PR #604, opened 2016-12-20
nfs-ganesha: first run at a build script for rpms and debs

alimaredia:
Need to quickly address issues marked "ALI TO DO" before able to merge.

### DIFF
--- a/nfs-ganesha/build/build_deb
+++ b/nfs-ganesha/build/build_deb
@@ -1,0 +1,85 @@
+#! /usr/bin/bash
+set -ex
+
+# Only do actual work when we are a DEB distro
+if test "$DISTRO" != "debian" -a "$DISTRO" != "ubuntu"; then
+    exit 0
+fi
+
+
+## Install any setup-time deps
+# TODO -- upload install-deps.sh script that installs the setup time deps
+# to upstream repo or update this section to install these packages
+
+# We need this for mk-build-deps
+sudo apt-get install -y equivs cmake git
+
+## Setup the pbuilder
+# TODO remove if you do not want to use pbuilders
+setup_pbuilder
+
+
+## Build the source tarball
+
+cd $WORKSPACE/nfs-ganesha
+
+git submodule update --init || git submodule sync
+
+mkdir build
+cd build
+
+# make source tarball
+cmake -DCMAKE_BUILDER_TYPE=Maintainer $WORKSPACE/nfs-ganesha/src && make dist || exit 0
+
+## Get some basic information about the system and the repository
+DEB_ARCH=$(dpkg-architecture -qDEB_BUILD_ARCH)
+VERSION=`grep -om 1 "[0-9]\.[0-9]-dev-[0-9]" include/config.h`
+
+# terrible hack
+cd $WORKSPACE/nfs-ganesha-debian
+mv $WORKSPACE/nfs-ganesha/build/nfs-ganesha-*.tar.gz .
+tar -xvf nfs-ganesha-*.tar.gz
+rm *.tar.gz
+mv nfs-ganesha* src
+
+## Prepare the debian files
+# Bump the changelog
+dch -v "$VERSION" "New release ($VERSION)"
+
+# Create .dsc and source tarball
+sudo dpkg-buildpackage -S -us -uc
+
+## Build with pbuilder
+echo "Building debs"
+
+PBUILDDIR="/srv/debian-base"
+
+sudo pbuilder --clean
+
+mkdir -p dist/deb
+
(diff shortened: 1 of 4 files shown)


nfs-ganesha/build/build_deb
```diff
@@ -0,0 +1,90 @@
...
+## Get some basic information about the system and the repository
+# TODO -- update this to get the proper VERSION/REVISION
+DEB_ARCH=$(dpkg-architecture -qDEB_BUILD_ARCH)
+# ALI TO DO GET VERSION
+VERSION="$(./get-version.sh)"
+
+
+## Build the source tarball
+# ALI TO DO: find out if this can be set in config/definitions/nfs-ganesha.yaml
+NFS_GANESHA_BRANCH="next"
```
alfredodeza: yes, you can specify what branch(es) you want to build in the configuration. See http://docs.openstack.org/infra/jenkins-job-builder/scm.html#scm.git

nfs-ganesha/build/build_deb
```diff
@@ -0,0 +1,90 @@
...
+## Build with pbuilder
+echo "Building debs"
+
+PBUILDDIR="/srv/debian-base"
+
+sudo pbuilder --clean
+
+mkdir -p dist/deb
+
+# ALI TO DO: find out if there's a env var for CEPH_BRANCH
```
alfredodeza: there isn't one available unless you make it a parameter or define it as a variable for this job

nfs-ganesha/build/build_deb
```diff
@@ -0,0 +1,90 @@
...
+CEPH_BRANCH="master"
+SHA1="latest"
+
+# ALI TO DO: see if the repo url is correct
+REPO_URL="https://shaman.ceph.com/api/repos/ceph/$CEPH_BRANCH/$SHA1/$DISTRO/$DIST"
```
alfredodeza: this is not the repo url, it is a url that knows where to find the repository file and it is missing the `/repo` at the end. So it should be:

    SHAMAN_URL="https://shaman.ceph.com/api/repos/ceph/$CEPH_BRANCH/$SHA1/$DISTRO/$DIST/repo"

So that you can `curl -L` later, unless what you need is to find out the actual repo, in which case you can use the API to fetch that information (it returns JSON)

nfs-ganesha/build/build_deb
```diff
@@ -0,0 +1,85 @@
...
+
+
+## Get some basic information about the system and the repository
+# TODO -- update this to get the proper VERSION/REVISION
+DEB_ARCH=$(dpkg-architecture -qDEB_BUILD_ARCH)
+VERSION=`grep -om 1 "[0-9]\.[0-9]-dev-[0-9]" include/config.h`
+
+## Build the source tarball
+
+git checkout $NFS_GANESHA_BRANCH
```
alfredodeza: you may want to do this in the yaml configuration file to get the desired branch already checked out (instead of doing it manually here)

nfs-ganesha/build/build_deb
```diff
@@ -0,0 +1,85 @@
...
+git submodule update --init || git submodule sync
+
+mkdir build
+cd build
+
+# make source tarball
+cmake -DCMAKE_BUILDER_TYPE=Maintainer ../src && make dist || exit 0
```
alfredodeza: you should use absolute paths using `$WORKSPACE` so that you avoid issues when changing paths or getting the relative paths mixed up. It also makes it very clear to anyone else reading the script

nfs-ganesha/config/definitions/nfs-ganesha.yml
```diff
@@ -0,0 +1,128 @@
...
+          values:
+            - ARCHS
+
+    scm:
+      - git:
+          url: git@github.com/nfs-ganesha/nfs-ganesha.git
+          # Use the SSH key attached to the ceph-jenkins GitHub account.
+          credentials-id: '39fa150b-b2a1-416e-b334-29a9a2c0b32d'
+          branches:
+            - $NFS_GANESHA_BRANCH
```
alfredodeza: so you are already defining here the branch, so maybe don't manually checkout that branch again in the script?

nfs-ganesha/config/definitions/nfs-ganesha.yml
```diff
@@ -0,0 +1,128 @@
...
+          skip-tag: true
+          wipe-workspace: true
```
alfredodeza: you should add the `basedir` here to avoid having the `nfs-ganesha-debian` living in the same topdir. This will also mean you need to update the scripts to execute in the right location(s)

PR #606, opened 2017-01-04
ceph-deploy-build: do not use python to detect the distro

andrewschoen:
We're using pbuilder in many build jobs now so we can't depend on the
host to be the actual distro version that the binaries are being built
for. This uses the value from the JJB matrix to determine what distro
value to use when posting to chacra.


ktdreyer:
#bashchampion

alfredodeza:
For future reference, it looks like we already have helpers to deal with this `$DIST` varuable in `scripts/build_utils.sh` which includes everything that we may be using

PR #607, opened 2017-01-04
report when a build is triggered

alfredodeza:
This will (unfortunately) need to also be ported to `ceph-dev-new-trigger` once it is up and running. It is safer to just use it on ceph-dev-trigger for now

### DIFF
--- a/ceph-dev-trigger/build/notify
+++ b/ceph-dev-trigger/build/notify
@@ -1,0 +1,9 @@
+#!/bin/bash -ex
+
+# update shaman with the triggered build status. At this point there aren't any
+# architectures or distro information, so we just report this with the current
+# build information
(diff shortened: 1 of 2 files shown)


ceph-dev-trigger/build/notify
```diff
@@ -0,0 +1,9 @@
+#!/bin/bash -ex
+
+# update shaman with the triggered build status. At this point there aren't any
+# architectures or distro information, so we just report this with the current
+# build information
+BRANCH=`branch_slash_filter ${GIT_BRANCH}`
+SHA1=${GIT_COMMIT}
+
+create_build_status "triggered" "ceph"
```
andrewschoen: I think ``queued`` might be a better status name here.

PR #843, opened 2017-08-24
ceph-docker: run flake8 and lint jobs on 2.jenkins

djgalloway:

### DIFF
--- a/ceph-docker-flake8/build/build
+++ b/ceph-docker-flake8/build/build
@@ -28,8 +28,8 @@ function check(){
 }
 
 function main() {
-    # install some of our dependencies
-    if [ "${HUDSON_URL}" = "https://jenkins.ceph.com/" ]
+    # install some of our dependencies if running on a jenkins slave
+    if [[ -n "$HUDSON_URL" ]]
     then
         sudo yum -y install epel-release
         sudo yum -y install docker jq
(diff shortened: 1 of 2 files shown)


ceph-docker-flake8/build/build
```diff
@@ -29,7 +29,7 @@ function check(){
 
 function main() {
     # install some of our dependencies
-    if [ "${HUDSON_URL}" = "https://jenkins.ceph.com/" ]
+    if [ "${HUDSON_URL}" = "https://2.jenkins.ceph.com/" ]
```
andrewschoen: Why this condition at all? Was somebody trying to build this job so it could be run locally?

djgalloway: Looks like: https://github.com/ceph/ceph-build/commit/83b99762805edd3bf133ee1a2d02674b90c241c5

djgalloway: Maybe change it to check if the env var is set at all?

andrewschoen: Yeah, I think that makes better sense. Maintaining jenkins urls in jobs will get tedious if we need to add more master nodes.

djgalloway:
@andrewschoen updated to just check if var is set.

PR #844, opened 2017-08-28
tcmu-runner: remove UAPI patch and add Ceph repo for build

dillaman:

### DIFF
--- a/tcmu-runner/build/build_rpm
+++ b/tcmu-runner/build/build_rpm
@@ -2,11 +2,39 @@
 set -ex
 
 BRANCH=`branch_slash_filter $BRANCH`
+CEPH_BRANCH=$(branch_slash_filter $CEPH_BRANCH)
 
 # Only do actual work when we are an RPM distro
 if test "$DISTRO" != "fedora" -a "$DISTRO" != "centos" -a "$DISTRO" != "rhel"; then
     exit 0
 fi
+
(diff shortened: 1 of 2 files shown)


tcmu-runner/build/build_rpm
```diff
@@ -2,12 +2,40 @@
...
+# Get .repo file from appropriate shaman build
+REPO_URL="https://shaman.ceph.com/api/repos/ceph/$CEPH_BRANCH/$CEPH_SHA1/$DISTRO/$RELEASE/flavors/default/repo"
+TIME_LIMIT=1200
+INTERVAL=30
+REPO_FOUND=0
+
+# poll shaman for up to 10 minutes
+while [ "$SECONDS" -le "$TIME_LIMIT" ]
+do
+  if `curl --fail -L $REPO_URL > $WORKSPACE/shaman.repo`; then
```
alfredodeza: we've had issues where `shaman.repo` files are leftover and then they break other builds because the repos are gone after a couple of weeks. Could you add a cleanup for this?

The samba job does it like:

https://github.com/ceph/ceph-build/blob/master/samba/config/definitions/samba.yml#L114-L119

dillaman: Thanks -- that was my inspiration. I'll fix before I do a build.

PR #845, opened 2017-08-28
tcmu-runner: remove shaman repo file after build

dillaman:

### DIFF
--- a/tcmu-runner/config/definitions/tcmu-runner.yml
+++ b/tcmu-runner/config/definitions/tcmu-runner.yml
@@ -103,3 +103,10 @@ If this is checked, then the binaries will be built and pushed to chacra even if
       - inject-passwords:
           global: true
           mask-password-params: true
+
+    publishers:
+      - postbuildscript:
+          script-only-if-succeeded: False
+          script-only-if-failed: False
+          builders:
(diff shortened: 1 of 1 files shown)


dillaman:
@alfredodeza Am I missing something? I see the following error when it tried to remove the repo file: https://jenkins.ceph.com/job/tcmu-runner/10/console

alfredodeza:
Yep, you are building on 'master':

    Building on master in workspace /var/lib/jenkins/jobs/tcmu-runner/workspace

Which can happen if you don't specify what type of node you want. For example:
https://github.com/ceph/ceph-build/blob/master/ceph-installer-coverage/config/definitions/ceph-installer-coverage.yml#L3

trusty, centos, small, large, x86_64, are a few of the labels you can use to describe what you need.

dillaman:
The samba definition doesn't have anything like that and it appears to work: https://github.com/ceph/ceph-build/blob/master/samba/config/definitions/samba.yml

• [Required work] Only the lines from the one containing "--- a/nfs-ganesha/build/build_deb" through the one containing "any setup-time deps" are to be retyped, both boundary lines included, with no other material.

• [Task output]
--- a/nfs-ganesha/build/build_deb
+++ b/nfs-ganesha/build/build_deb
@@ -1,0 +1,85 @@
+#! /usr/bin/bash
+set -ex
+
+# Only do actual work when we are a DEB distro
+if test "$DISTRO" != "debian" -a "$DISTRO" != "ubuntu"; then
+    exit 0
+fi
+
+
+## Install any setup-time deps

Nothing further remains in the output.